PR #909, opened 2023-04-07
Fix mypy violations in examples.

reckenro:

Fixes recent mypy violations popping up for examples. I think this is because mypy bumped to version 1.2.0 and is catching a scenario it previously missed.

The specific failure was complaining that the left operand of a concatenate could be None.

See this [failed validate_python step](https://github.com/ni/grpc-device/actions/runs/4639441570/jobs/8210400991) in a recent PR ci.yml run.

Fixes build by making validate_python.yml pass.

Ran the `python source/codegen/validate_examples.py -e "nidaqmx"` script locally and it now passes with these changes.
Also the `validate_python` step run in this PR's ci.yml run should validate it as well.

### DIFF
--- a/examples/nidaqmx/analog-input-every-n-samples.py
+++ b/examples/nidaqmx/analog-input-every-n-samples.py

============

Each line in the listing above that contains "analog" should be copied.

--- a/examples/nidaqmx/analog-input-every-n-samples.py
+++ b/examples/nidaqmx/analog-input-every-n-samples.py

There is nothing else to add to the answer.